▸ **Activity**:
From the records below, copy every line that contains the word "both".

▸ **Material for the task**:
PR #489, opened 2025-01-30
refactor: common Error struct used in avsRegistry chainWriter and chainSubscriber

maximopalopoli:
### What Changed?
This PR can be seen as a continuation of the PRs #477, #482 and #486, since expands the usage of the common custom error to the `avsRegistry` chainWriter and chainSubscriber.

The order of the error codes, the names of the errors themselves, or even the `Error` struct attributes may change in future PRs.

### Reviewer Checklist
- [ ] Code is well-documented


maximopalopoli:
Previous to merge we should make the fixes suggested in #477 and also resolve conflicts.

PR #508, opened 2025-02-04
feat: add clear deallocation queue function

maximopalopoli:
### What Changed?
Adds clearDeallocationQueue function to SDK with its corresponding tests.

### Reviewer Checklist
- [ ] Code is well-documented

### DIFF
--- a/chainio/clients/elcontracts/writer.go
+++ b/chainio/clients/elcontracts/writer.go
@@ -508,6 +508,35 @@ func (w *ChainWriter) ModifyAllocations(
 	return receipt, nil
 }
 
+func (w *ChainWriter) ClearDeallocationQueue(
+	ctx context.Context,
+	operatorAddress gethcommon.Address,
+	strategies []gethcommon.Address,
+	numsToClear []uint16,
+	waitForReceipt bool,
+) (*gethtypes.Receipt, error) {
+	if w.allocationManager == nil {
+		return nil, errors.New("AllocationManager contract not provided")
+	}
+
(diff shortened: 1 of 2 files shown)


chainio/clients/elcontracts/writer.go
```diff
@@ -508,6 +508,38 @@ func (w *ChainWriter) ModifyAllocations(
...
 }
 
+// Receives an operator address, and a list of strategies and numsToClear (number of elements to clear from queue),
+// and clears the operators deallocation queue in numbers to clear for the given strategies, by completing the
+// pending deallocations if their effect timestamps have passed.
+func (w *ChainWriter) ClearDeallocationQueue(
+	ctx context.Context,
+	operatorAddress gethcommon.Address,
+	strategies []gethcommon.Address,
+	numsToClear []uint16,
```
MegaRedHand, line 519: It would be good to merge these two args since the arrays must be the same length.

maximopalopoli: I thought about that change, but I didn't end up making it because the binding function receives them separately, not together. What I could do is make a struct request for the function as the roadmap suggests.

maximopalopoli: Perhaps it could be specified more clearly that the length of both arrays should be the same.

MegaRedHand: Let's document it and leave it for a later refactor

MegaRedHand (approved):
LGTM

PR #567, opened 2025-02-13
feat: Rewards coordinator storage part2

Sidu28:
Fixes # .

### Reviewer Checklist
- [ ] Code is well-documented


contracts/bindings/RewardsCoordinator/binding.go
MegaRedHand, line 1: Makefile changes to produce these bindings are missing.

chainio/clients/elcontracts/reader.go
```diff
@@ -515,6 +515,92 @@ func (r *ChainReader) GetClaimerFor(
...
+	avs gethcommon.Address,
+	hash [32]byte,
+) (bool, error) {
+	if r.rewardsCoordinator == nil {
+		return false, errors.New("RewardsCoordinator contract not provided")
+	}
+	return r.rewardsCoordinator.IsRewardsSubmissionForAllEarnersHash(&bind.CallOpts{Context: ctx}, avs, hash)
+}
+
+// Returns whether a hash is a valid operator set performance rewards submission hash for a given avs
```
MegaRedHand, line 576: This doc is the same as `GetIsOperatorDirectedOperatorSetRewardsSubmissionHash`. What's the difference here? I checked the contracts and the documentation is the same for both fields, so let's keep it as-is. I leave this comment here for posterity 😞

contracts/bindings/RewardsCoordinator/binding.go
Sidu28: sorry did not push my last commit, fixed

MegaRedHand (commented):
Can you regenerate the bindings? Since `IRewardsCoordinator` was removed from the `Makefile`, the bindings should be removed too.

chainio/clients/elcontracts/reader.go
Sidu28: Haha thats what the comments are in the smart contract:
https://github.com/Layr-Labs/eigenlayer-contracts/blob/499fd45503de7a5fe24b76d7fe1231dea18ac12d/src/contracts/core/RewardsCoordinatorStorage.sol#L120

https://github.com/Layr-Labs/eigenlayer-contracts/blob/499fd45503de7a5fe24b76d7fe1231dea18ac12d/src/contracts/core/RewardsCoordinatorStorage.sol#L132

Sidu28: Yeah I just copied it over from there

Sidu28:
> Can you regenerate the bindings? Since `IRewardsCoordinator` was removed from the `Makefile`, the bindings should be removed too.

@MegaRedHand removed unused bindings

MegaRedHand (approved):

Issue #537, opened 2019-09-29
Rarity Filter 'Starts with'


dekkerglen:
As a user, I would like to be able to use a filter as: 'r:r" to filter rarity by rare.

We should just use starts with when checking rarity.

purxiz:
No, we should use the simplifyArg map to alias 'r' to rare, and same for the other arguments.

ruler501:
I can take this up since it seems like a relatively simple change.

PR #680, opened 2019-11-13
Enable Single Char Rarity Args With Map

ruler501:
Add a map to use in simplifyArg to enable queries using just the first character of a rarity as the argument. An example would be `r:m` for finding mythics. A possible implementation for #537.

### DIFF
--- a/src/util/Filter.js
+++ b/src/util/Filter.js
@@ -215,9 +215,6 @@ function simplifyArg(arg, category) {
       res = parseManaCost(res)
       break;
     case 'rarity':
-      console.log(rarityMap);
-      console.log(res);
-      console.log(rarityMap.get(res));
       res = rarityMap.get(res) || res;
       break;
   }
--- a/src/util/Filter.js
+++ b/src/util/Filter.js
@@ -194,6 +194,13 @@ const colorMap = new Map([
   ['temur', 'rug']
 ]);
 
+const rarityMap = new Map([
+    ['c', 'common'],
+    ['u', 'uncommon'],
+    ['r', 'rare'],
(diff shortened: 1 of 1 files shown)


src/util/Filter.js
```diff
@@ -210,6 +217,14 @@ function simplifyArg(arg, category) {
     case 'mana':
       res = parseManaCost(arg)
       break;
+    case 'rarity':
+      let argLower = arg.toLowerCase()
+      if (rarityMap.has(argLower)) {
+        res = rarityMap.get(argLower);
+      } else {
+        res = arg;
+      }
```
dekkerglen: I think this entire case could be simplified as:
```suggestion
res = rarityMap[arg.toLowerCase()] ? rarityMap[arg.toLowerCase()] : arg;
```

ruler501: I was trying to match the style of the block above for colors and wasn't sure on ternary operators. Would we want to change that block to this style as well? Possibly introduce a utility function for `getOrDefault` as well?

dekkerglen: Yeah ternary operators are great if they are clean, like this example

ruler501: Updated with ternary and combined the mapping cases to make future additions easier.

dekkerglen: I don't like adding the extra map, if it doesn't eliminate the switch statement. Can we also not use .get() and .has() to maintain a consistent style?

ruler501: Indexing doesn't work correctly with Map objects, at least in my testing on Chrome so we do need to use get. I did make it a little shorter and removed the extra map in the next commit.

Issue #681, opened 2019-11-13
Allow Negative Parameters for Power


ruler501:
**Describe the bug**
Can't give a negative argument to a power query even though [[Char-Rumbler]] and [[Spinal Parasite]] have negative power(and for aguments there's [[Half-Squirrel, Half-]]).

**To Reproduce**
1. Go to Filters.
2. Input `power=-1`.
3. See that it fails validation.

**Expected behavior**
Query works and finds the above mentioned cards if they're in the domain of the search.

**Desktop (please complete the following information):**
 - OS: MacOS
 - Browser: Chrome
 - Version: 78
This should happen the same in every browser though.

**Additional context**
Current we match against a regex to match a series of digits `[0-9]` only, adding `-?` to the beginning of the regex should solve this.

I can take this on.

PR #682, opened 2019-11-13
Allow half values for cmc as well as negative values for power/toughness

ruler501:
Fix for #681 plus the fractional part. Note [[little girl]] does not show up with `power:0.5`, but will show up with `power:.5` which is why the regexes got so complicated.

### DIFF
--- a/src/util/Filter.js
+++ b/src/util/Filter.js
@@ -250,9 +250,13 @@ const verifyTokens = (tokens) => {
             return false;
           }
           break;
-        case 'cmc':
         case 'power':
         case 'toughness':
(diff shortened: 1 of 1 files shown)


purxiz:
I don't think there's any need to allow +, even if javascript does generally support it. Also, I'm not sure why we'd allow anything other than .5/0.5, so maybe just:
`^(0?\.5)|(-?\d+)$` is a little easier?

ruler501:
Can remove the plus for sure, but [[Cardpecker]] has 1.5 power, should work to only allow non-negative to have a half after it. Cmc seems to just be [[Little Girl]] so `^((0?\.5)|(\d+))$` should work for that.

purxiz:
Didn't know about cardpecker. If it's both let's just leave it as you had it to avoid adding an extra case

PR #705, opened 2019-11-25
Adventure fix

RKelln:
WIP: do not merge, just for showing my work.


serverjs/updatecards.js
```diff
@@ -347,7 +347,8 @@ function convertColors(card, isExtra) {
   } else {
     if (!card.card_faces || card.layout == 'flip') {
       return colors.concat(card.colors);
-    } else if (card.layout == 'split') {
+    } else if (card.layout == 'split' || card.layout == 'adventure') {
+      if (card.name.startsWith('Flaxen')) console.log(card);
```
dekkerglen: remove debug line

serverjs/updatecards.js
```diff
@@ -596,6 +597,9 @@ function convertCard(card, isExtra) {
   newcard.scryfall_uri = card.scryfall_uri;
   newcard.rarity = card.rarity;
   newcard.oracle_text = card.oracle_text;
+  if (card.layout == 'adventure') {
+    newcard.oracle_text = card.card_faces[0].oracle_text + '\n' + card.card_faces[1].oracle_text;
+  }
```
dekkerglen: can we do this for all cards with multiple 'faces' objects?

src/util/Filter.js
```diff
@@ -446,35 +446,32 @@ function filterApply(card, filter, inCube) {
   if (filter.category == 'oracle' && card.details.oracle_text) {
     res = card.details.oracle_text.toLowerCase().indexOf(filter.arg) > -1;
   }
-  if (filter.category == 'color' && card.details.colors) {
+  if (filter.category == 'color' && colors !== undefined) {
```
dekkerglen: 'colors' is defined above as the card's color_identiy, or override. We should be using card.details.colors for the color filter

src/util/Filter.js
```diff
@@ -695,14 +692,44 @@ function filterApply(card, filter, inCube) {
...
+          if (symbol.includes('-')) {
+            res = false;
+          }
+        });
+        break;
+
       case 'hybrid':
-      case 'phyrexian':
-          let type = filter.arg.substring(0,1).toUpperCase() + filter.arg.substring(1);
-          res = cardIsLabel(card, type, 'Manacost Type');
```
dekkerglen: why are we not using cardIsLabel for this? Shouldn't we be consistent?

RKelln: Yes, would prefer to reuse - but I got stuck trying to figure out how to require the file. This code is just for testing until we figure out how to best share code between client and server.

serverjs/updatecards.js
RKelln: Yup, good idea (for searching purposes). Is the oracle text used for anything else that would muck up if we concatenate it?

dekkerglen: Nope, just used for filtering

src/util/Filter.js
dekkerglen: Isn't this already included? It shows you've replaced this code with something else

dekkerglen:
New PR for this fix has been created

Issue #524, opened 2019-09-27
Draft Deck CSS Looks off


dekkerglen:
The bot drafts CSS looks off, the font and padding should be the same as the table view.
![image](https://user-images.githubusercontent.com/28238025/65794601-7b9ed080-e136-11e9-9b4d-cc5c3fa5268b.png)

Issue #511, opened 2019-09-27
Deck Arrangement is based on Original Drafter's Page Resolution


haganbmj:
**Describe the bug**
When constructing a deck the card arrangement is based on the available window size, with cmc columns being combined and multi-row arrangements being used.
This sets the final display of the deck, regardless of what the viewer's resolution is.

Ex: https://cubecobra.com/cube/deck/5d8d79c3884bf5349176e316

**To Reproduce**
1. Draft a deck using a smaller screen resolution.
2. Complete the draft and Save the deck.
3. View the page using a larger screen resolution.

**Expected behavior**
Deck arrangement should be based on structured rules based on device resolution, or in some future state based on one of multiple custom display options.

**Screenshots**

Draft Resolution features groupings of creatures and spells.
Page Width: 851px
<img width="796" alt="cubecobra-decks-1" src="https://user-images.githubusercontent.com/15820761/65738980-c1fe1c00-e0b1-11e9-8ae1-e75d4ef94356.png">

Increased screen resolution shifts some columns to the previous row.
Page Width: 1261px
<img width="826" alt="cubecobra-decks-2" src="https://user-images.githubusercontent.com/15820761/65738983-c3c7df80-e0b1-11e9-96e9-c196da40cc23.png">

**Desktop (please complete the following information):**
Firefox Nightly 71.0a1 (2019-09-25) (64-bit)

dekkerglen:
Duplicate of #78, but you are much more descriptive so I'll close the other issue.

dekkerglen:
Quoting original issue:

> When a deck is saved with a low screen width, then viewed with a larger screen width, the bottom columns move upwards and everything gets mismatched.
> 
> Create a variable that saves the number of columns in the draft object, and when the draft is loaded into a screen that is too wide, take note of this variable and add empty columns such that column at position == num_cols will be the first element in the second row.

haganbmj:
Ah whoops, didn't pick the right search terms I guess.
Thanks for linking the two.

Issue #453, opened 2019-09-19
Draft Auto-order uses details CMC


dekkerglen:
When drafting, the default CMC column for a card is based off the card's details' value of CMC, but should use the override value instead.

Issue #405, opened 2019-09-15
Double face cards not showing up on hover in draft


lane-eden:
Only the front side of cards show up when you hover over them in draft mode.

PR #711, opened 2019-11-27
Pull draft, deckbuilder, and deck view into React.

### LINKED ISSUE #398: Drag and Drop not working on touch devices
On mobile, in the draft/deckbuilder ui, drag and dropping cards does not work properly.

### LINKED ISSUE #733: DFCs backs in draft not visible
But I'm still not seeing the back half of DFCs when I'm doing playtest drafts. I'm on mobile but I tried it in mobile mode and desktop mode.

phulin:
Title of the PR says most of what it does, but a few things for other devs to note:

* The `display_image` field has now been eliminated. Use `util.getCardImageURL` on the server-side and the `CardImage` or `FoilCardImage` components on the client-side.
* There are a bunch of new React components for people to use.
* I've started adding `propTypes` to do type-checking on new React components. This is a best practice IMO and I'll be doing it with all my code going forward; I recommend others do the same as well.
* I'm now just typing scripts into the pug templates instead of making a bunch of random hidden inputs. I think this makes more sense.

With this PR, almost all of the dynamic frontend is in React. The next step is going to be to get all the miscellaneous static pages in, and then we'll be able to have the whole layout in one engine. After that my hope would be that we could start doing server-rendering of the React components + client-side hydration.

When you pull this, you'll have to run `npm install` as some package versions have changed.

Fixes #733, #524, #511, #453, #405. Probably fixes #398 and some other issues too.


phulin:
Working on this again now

--

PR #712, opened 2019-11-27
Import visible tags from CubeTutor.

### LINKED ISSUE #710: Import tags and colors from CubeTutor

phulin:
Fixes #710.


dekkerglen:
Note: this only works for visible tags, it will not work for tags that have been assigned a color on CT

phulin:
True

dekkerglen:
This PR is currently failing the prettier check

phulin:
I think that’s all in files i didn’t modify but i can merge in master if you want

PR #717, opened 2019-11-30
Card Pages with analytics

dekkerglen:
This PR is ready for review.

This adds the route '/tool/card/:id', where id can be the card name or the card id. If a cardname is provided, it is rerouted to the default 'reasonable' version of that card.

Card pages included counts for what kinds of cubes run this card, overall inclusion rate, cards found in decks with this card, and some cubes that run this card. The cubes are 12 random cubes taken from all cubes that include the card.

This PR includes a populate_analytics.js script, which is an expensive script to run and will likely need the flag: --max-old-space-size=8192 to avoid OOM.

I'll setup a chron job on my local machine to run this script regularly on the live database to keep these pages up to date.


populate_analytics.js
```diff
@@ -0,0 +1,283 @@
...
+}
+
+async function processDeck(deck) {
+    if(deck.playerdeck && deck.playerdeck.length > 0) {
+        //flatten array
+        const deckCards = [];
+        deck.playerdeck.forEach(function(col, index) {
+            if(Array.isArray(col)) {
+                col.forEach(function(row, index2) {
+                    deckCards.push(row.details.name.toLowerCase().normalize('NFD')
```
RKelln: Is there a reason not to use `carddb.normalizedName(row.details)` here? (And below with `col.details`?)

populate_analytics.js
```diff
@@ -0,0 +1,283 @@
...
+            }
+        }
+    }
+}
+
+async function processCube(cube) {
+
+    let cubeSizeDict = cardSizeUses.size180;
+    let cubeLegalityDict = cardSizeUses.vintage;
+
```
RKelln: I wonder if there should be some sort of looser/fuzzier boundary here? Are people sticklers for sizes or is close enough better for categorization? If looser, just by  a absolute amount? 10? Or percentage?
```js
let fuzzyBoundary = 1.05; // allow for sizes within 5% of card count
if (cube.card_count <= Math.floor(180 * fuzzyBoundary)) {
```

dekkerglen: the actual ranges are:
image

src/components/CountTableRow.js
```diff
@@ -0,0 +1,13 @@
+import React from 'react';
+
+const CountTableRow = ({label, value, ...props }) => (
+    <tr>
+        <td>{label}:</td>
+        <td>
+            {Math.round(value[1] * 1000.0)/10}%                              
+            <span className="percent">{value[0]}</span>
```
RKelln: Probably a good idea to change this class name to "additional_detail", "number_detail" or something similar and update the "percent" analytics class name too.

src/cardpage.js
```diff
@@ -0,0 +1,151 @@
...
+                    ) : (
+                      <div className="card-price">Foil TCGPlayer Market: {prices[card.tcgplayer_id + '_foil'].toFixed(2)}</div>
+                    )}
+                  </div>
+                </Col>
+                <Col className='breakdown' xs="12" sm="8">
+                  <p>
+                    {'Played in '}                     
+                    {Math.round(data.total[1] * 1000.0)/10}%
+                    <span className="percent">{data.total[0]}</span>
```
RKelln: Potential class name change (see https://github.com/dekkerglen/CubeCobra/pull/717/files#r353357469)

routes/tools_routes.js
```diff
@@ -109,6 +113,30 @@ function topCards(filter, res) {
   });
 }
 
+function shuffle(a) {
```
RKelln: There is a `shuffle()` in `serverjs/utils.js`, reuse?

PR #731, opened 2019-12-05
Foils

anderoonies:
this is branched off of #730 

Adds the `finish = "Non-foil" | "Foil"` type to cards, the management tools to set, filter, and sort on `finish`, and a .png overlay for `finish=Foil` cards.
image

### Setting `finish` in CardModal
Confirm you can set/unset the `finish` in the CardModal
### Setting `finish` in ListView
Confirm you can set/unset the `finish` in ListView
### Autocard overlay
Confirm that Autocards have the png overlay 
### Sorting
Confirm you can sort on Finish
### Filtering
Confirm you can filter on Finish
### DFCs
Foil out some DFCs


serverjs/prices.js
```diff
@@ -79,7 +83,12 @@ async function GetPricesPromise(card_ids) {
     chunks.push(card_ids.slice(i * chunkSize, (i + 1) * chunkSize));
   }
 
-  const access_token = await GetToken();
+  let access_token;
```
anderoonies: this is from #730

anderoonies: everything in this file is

▸ **Task answer**:
maximopalopoli: Perhaps it could be specified more clearly that the length of both arrays should be the same.
MegaRedHand, line 576: This doc is the same as `GetIsOperatorDirectedOperatorSetRewardsSubmissionHash`. What's the difference here? I checked the contracts and the documentation is the same for both fields, so let's keep it as-is. I leave this comment here for posterity 😞
Didn't know about cardpecker. If it's both let's just leave it as you had it to avoid adding an extra case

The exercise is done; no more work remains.